29. Dezember 2012

Ist das Kultur, oder kann das weg?

Eines der Kulturthemen des abgelaufenen Jahres:
der Chor der Oper drohte mit Streik, singt aber
vorerst weiter
Zum Jahresausklang sind auch in Lettland allerlei Rückblicke und Ausblicke zu lesen. Die folgende Themenübersicht ist - mit Ergänzungen - derjenigen des Portals "Delfi.lv" nachempfunden.
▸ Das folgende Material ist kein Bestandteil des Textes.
PR #1929, opened 2023-04-13
Only run setup handlers for active Type(s)

FineAndDandy:


apmoriarty (dismissed):
No test?

warehouse/ingest-core/src/main/java/datawave/ingest/mapreduce/job/IngestJob.java
```diff
@@ -538,7 +539,20 @@ public int run(String[] args) throws Exception {
     }
     
     private void setupHandlers(Configuration conf) {
-        for (Type t : TypeRegistry.getTypes()) {
+        // default to all types
+        Collection<Type> types = TypeRegistry.getTypes();
+        
+        // if a datatype is defined for this job, setup it only
+        String dataType = conf.get(DataTypeHelper.Properties.DATA_NAME);
```
ivakegg: I believe this property will always be set to something, albeit random when all of the configuration files are loaded.  I am pretty sure this will break the other system.

ivakegg (changes requested):
I don't this this will work for everybody.

warehouse/ingest-core/src/main/java/datawave/ingest/mapreduce/job/IngestJob.java
ivakegg: When using the event sequence reader, the data type is set based on the Event, not the data.type property.

FineAndDandy: I'm okay with setting a flag for initializing all or just the active datatype

ivakegg (approved):

apmoriarty (approved):

PR #1933, opened 2023-04-15
Feature/limit to matching fields

ivakegg:
This feature will allow the user to specify a set of matching fields that in combination with the limit fields will force additional field groups to be included in the returned event.  The idea is that if you have some fields that match across field groups, then the user will want those returned as well as the field group that hit in the query.


warehouse/query-core/src/main/java/datawave/query/function/LimitFields.java
```diff
@@ -9,25 +9,66 @@
...
+import java.util.Collections;
 import java.util.HashMap;
+import java.util.HashSet;
+import java.util.List;
 import java.util.Map;
 import java.util.Map.Entry;
 import java.util.Set;
+import java.util.stream.Collectors;
 
+//@formatter:off
```
apmoriarty: Java docs?

warehouse/query-core/src/main/java/datawave/query/iterator/QueryIterator.java
```diff
@@ -1018,10 +1018,12 @@ public Entry<DocumentData,Document> apply(@Nullable Entry<Key,Document> input) {
...
             if (gatherTimingDetails()) {
-                documents = Iterators.transform(documents,
-                                new EvaluationTrackingFunction<>(QuerySpan.Stage.LimitFields, trackingSpan, new LimitFields(this.getLimitFieldsMap())));
+                documents = Iterators.transform(
+                                documents,
+                                new EvaluationTrackingFunction<>(QuerySpan.Stage.LimitFields, trackingSpan, new LimitFields(this.getLimitFieldsMap(), this
+                                                .getMatchingFieldSets())));
             } else {
-                documents = Iterators.transform(documents, new LimitFields(this.getLimitFieldsMap()));
+                documents = Iterators.transform(documents, new LimitFields(this.getLimitFieldsMap(), this.getMatchingFieldSets()));
```
apmoriarty: Should limit fields be encapsulated? Then you could have something like
```
documents = Iterators.transform(documents, getLimitFields());
```

getLimitFields could look like this
```
getLimitFields() {
    return new LimitFields(this.getLimitFieldsMap(), this.getMatchingFieldSets())
}

# or..
getLimitFields() {
if ( limitFields == null){
    limitFields = new LimitFields(this.getLimitFieldsMap(), this.getMatchingFieldSets());
}
return limitFields
```

warehouse/query-core/src/main/java/datawave/query/planner/DefaultQueryPlanner.java
```diff
@@ -533,6 +533,7 @@ private void configureIterator(ShardQueryConfiguration config, IteratorSetting c
         setCommonIteratorOptions(config, cfg);
         
         addOption(cfg, QueryOptions.LIMIT_FIELDS, config.getLimitFieldsAsString(), true);
+        addOption(cfg, QueryOptions.MATCHING_FIELD_SETS, config.getMatchingFieldSetsAsString(), true);
```
apmoriarty: The last argument should be false. Otherwise we will serialize the key with an empty value for every range generated. In fact...shouldn't most of these options have flag set to false?

warehouse/query-core/src/main/java/datawave/query/function/LimitFields.java
ivakegg: right.  I will fix those comments.

warehouse/query-core/src/main/java/datawave/query/iterator/QueryIterator.java
ivakegg: hmm.... I guess I don't have a problem with that but what does that help us with?

warehouse/query-core/src/main/java/datawave/query/planner/DefaultQueryPlanner.java
ivakegg: ah, ok.

ivakegg:
TODO:
1) ensure that the fields in the matching fields sets are added to the document (i.e. return.fields may have stripped them out)
2) expand the matching field sets to include model expansions
3) handling normalizations (optional)

apmoriarty (dismissed):
This will need to be updated against integration, otherwise looks good.

hlgp (dismissed):

warehouse/query-core/src/main/java/datawave/query/QueryParameters.java
```diff
@@ -137,6 +137,10 @@ public class QueryParameters {
      * Used to limit the number of values returned for specific fields
      */
     public static final String LIMIT_FIELDS = "limit.fields";
+    /**
+     * Used to tie field groups together such that if a field in one group is not being limited the those fields in matching groups will not be limited.
```
jwomeara:
```suggestion
     * Used to tie field groups together such that if a field in one group is not being limited the fields in matching groups will not be limited.
```

warehouse/query-core/src/main/java/datawave/query/function/LimitFields.java
```diff
@@ -9,25 +9,70 @@
 import datawave.query.attributes.Content;
 import datawave.query.attributes.Document;
 import datawave.query.attributes.Numeric;
+import datawave.query.jexl.JexlASTHelper;
```
jwomeara: Unused.

warehouse/query-core/src/main/java/datawave/query/function/LimitFields.java
```diff
@@ -9,25 +9,70 @@
...
 import datawave.util.StringUtils;
 import org.apache.accumulo.core.data.Key;
+import org.apache.commons.collections4.CollectionUtils;
```
jwomeara: Unused.

warehouse/query-core/src/main/java/datawave/query/function/LimitFields.java
```diff
@@ -9,25 +9,70 @@
...
 import org.apache.log4j.Logger;
+import org.apache.lucene.util.CollectionUtil;
```
jwomeara: Unused.

warehouse/query-core/src/main/java/datawave/query/function/LimitFields.java
```diff
@@ -9,25 +9,70 @@
...
 
+import java.util.ArrayList;
+import java.util.Collections;
```
jwomeara: Unused.

warehouse/query-core/src/main/java/datawave/query/function/LimitFields.java
```diff
@@ -9,25 +9,70 @@
...
 import java.util.HashMap;
+import java.util.HashSet;
+import java.util.List;
```
jwomeara: Unused.

warehouse/query-core/src/main/java/datawave/query/function/LimitFields.java
```diff
@@ -9,25 +9,70 @@
...
 import java.util.Map;
 import java.util.Map.Entry;
 import java.util.Set;
+import java.util.stream.Collectors;
```
jwomeara: Unused.

warehouse/query-core/src/main/java/datawave/query/function/LimitFields.java
```diff
@@ -9,25 +9,70 @@
...
 
+/**
+ * <p>
+ * LimitFields will reduce the attributes in a document given the limits specified for fields. Attributes that are in the set of hits for a document will never
+ * be dropped. Also matching field sets can be specified which will avoid dropping fields in the same group when the values match between the fields in a
+ * matching field set. for examples given the following field/values:
```
jwomeara:
```suggestion
 * matching field set. For example given the following field/values:
```

warehouse/query-core/src/main/java/datawave/query/function/MatchingFieldGroup.java
```diff
@@ -0,0 +1,26 @@
+package datawave.query.function;
+
+import java.util.HashSet;
+import java.util.Set;
+
+public class MatchingFieldGroup {
+    private final Set<String> matchingFieldSet;
+    private final Set<String> matchingValues;
```
jwomeara: Do we need to organize the values by field?  Is value matching across fields ok?  Can we add a test showcasing that if that was the intent?

warehouse/query-core/src/main/java/datawave/query/iterator/QueryIterator.java
```diff
@@ -1293,9 +1297,17 @@ protected DocumentProjection getProjection() {
         DocumentProjection projection = new DocumentProjection(this.isIncludeGroupingContext(), this.isReducedResponse(), isTrackSizes());
         
         if (this.useWhiteListedFields) {
+            // make sure we including any fields being matched in the limit fields mechanism
```
jwomeara:
```suggestion
            // make sure we include any fields being matched in the limit fields mechanism
```

warehouse/query-core/src/main/java/datawave/query/iterator/QueryIterator.java
```diff
@@ -1293,9 +1297,17 @@ protected DocumentProjection getProjection() {
...
+            if (!this.matchingFieldSets.isEmpty()) {
+                this.whiteListedFields.addAll(this.matchingFieldSets.stream().flatMap(s -> s.stream()).collect(Collectors.toList()));
+            }
             projection.setIncludes(this.whiteListedFields);
             return projection;
         } else if (this.useBlackListedFields) {
+            // make sure we including any fields being matched in the limit fields mechanism
```
jwomeara:
```suggestion
            // make sure we exclude any fields being matched in the limit fields mechanism
```

warehouse/query-core/src/main/java/datawave/query/iterator/QueryIterator.java
```diff
@@ -1317,6 +1329,10 @@ protected DocumentProjection getCompositeProjection() {
                 }
             }
         }
+        // make sure we including any fields being matched in the limit fields mechanism
```
jwomeara:
```suggestion
        // make sure we include any fields being matched in the limit fields mechanism
```

warehouse/query-core/src/main/java/datawave/query/planner/DefaultQueryPlanner.java
jwomeara, line 1: were the changes to the allowBlankValue field intentional throughout?

warehouse/query-core/src/test/java/datawave/query/function/HitsAreAlwaysIncludedTest.java
```diff
@@ -260,8 +276,16 @@ public void testHitForIndexedQueryTerm() throws Exception {
...
-                        "FOO_1.FOO.1.3:good");
+        //@formatter:off
+        Set<String> goodResults = Sets.newHashSet(
+                "FOO_1_BAR.FOO.3:good<cat>", "FOO_3_BAR.FOO.3:defg<cat>", "FOO_3.FOO.3.3:defg", "FOO_4.FOO.4.3:yes", "FOO_1.FOO.1.3:good",
+                "FOO_1.FOO.1.0:yawn",
+                "FOO_1_BAR.FOO.0:yawn<cat>", "FOO_1_BAR.FOO.1:yawn<cat>",
+                "FOO_1_BAR_1.FOO.0:2021-03-24T16:00:00.000Z",
+                "FOO_3.FOO.3.0:abcd",
+                "FOO_3_BAR.FOO.0:abcd<cat>",
+                "FOO_4.FOO.4.0:purr", "FOO_4.FOO.4.1:purr");
```
jwomeara: Is there a rhyme or reason to some lines having multiple values, and others having single values?  If we're going to group by field (which I think was your intention) let's do that for all of the results, not just the new ones you added.

warehouse/query-core/src/test/java/datawave/query/function/HitsAreAlwaysIncludedTest.java
```diff
@@ -381,37 +458,107 @@ public void testHitWithExceededOrThreshold() throws Exception {
...
+        runTestQuery(queryString, format.parse("20091231"), format.parse("20150101"), extraParameters, expectedHits, goodResults);
+    }
+    
+    @Test
+    public void testGroupedHitsWithMatchingField() throws Exception {
+        Map<String,String> extraParameters = new HashMap<>();
+        extraParameters.put("include.grouping.context", "true");
+        extraParameters.put("hit.list", "true");
+        extraParameters.put("limit.fields", "FOO_1_BAR=-1,FOO_1=-1,FOO_3=-1,FOO_3_BAR=-1,FOO_4=-1,FOO_1_BAR_1=-1");
+        extraParameters.put("matching.field.sets", "FOO_4");
```
jwomeara, line 606: A test with multiple matching field sets would be good.

jwomeara (changes requested):
A few minor comments, and some additional tests requested.

warehouse/query-core/src/main/java/datawave/query/function/MatchingFieldGroup.java
ivakegg: The matching values contain values for one of the fields that is a hit in the query or of the same group as a hit in the query.  So this is simply keeping track of values that we would match to other fields in this fields set.  Perhaps I need to rename it?

warehouse/query-core/src/main/java/datawave/query/iterator/QueryIterator.java
ivakegg: Actuall the comment is correct, the code is incorrect here.

warehouse/query-core/src/main/java/datawave/query/planner/DefaultQueryPlanner.java
ivakegg: yes it was per Moriarty's comment.

warehouse/query-core/src/test/java/datawave/query/function/HitsAreAlwaysIncludedTest.java
ivakegg: The first line is the set of hits, and the other lines are the addition fields included beyond the hits.  I will try to document as such.

warehouse/query-core/src/test/java/datawave/query/function/HitsAreAlwaysIncludedTest.java
ivakegg: Very true.  I will work that.  Thanks.

warehouse/query-core/src/main/java/datawave/query/function/MatchingFieldGroup.java
jwomeara: I see what you mean.  Looking at this again,  you aren't using the `matchingFieldSet` variable in this class.  The `containsField` method is unused as well.  Is there a good reason to keep the field set if we're not using it?

warehouse/query-core/src/main/java/datawave/query/iterator/QueryOptions.java
```diff
@@ -1448,6 +1460,16 @@ public boolean validateOptions(Map<String,String> options) {
             }
         }
         
+        if (options.containsKey(MATCHING_FIELD_SETS)) {
+            String matchingFieldSets = options.get(MATCHING_FIELD_SETS);
+            for (String fieldSet : Splitter.on(',').omitEmptyStrings().trimResults().split(matchingFieldSets)) {
+                String[] fields = Iterables.toArray(Splitter.on('=').omitEmptyStrings().trimResults().split(fieldSet), String.class);
+                if (fields != null) {
```
jwomeara: fields can't be null, but it could have length == 0.

warehouse/query-core/src/main/java/datawave/query/iterator/QueryIterator.java
jwomeara: So you want to add the fields being matched to the blacklisted fields?

warehouse/query-core/src/main/java/datawave/query/planner/DefaultQueryPlanner.java
jwomeara: just checking

warehouse/query-core/src/test/java/datawave/query/function/HitsAreAlwaysIncludedTest.java
jwomeara: thank you!

jwomeara (changes requested):

warehouse/query-core/src/main/java/datawave/query/iterator/QueryIterator.java
jwomeara: What change needs to be made?  I was just commenting on the grammar.

jwomeara: You may have already updated the code, but I can't tell since you force pushed your changes.

warehouse/query-core/src/main/java/datawave/query/iterator/QueryOptions.java
ivakegg: ah, right.... thanks

warehouse/query-core/src/main/java/datawave/query/iterator/QueryIterator.java
```diff
@@ -1293,9 +1297,17 @@ protected DocumentProjection getProjection() {
         DocumentProjection projection = new DocumentProjection(this.isIncludeGroupingContext(), this.isReducedResponse(), isTrackSizes());
         
         if (this.useWhiteListedFields) {
+            // make sure we include any fields being matched in the limit fields mechanism
+            if (!this.matchingFieldSets.isEmpty()) {
+                this.whiteListedFields.addAll(this.matchingFieldSets.stream().flatMap(s -> s.stream()).collect(Collectors.toList()));
```
drewfarris: You do the following 3 times - consider encapsulating it into a protected method?
```
this.matchingFieldSets.stream().flatMap(s -> s.stream()).collect(Collectors.toList())
```

warehouse/query-core/src/main/java/datawave/query/tables/ShardQueryLogic.java
```diff
@@ -762,6 +762,17 @@ protected void loadQueryParameters(ShardQueryConfiguration config, Query setting
             }
         }
         
+        // Get the MATCHING_FIELD_SETS parameter if given
+        String matchingFieldSets = settings.findParameter(QueryParameters.MATCHING_FIELD_SETS).getParameterValue().trim();
+        if (org.apache.commons.lang.StringUtils.isNotBlank(matchingFieldSets)) {
```
drewfarris: Consider using `org.apache.commons.lang3` instead?

drewfarris (dismissed):
Minor suggestions - otherwise approved.

dtspence (dismissed):

warehouse/query-core/src/main/java/datawave/query/function/MatchingFieldGroup.java
jwomeara: This comment still stands I think.  Why do we need matchingFieldSet?

warehouse/query-core/src/test/java/datawave/query/function/HitsAreAlwaysIncludedTest.java
jwomeara: thanks

warehouse/query-core/src/main/java/datawave/query/function/MatchingFieldGroup.java
```diff
@@ -0,0 +1,26 @@
+package datawave.query.function;
+
+import java.util.HashSet;
+import java.util.Set;
+
+public class MatchingFieldGroup {
+    private final Set<String> matchingFieldSet;
```
jwomeara: This isn't used.

jwomeara (changes requested):
remove unused set in MatchingFieldGroup

warehouse/query-core/src/main/java/datawave/query/iterator/QueryIterator.java
ivakegg: done

warehouse/query-core/src/main/java/datawave/query/tables/ShardQueryLogic.java
ivakegg: requires change quite a few lines in this class.... I will try.

jwomeara (dismissed):

jwomeara (approved):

Lettisches Kino: Enttäuschungen, Nörgeleien, Hoffnung und Neuanfang

Aufsehen erregten 2012 verschiedene neue lettische Filme - was zunächst mal ein gutes Zeichen ist, denn bei einem Land mit nur 2 Millionen Einwohnern ist es ja nicht ganz selbstverständlich dass es überhaupt eine eigene Kinoproduktion gibt. Fest etabliert hat sich "Cinevilla" als "Kinoproduktionsstadt"; um es ökonomisch lohnenswert zu machen wird dort allerlei "Sonstiges" angeboten - vom Hotel über ein Wettlauf-Event bis zur Möglichkeit dort zu heiraten. Doch die politische Unterstützung fällt unterschiedlich aus: während bei der Premiere von "Sapnu komanda", dem lettischen Basketballmärchen, auch fast alle politischen Größen Beifall klatschten, gefiel das in "Kolka Cool" gezeigte ländliche lettische Alltagsleben der nationalistischen Rechten gar nicht: "zu viel Schimpfworte und Alkoholgebrauch im Film".
Lettische Freizeitangebote:
einmal selbst "Freiheitskrieg"
spielen im Kinodorf

Bedenklich dabei vor allem, dass Kritik mit finanziellen Drohungen verknüpft wird: ein mit staatlichen Fördergeldern finanziertes Werk soll bitte schön auch ein positives (Vor-)Bild des eigenen Lands zeigen - wenn es nach den Wünschen solcher Möchtegern-Kulturexperten geht.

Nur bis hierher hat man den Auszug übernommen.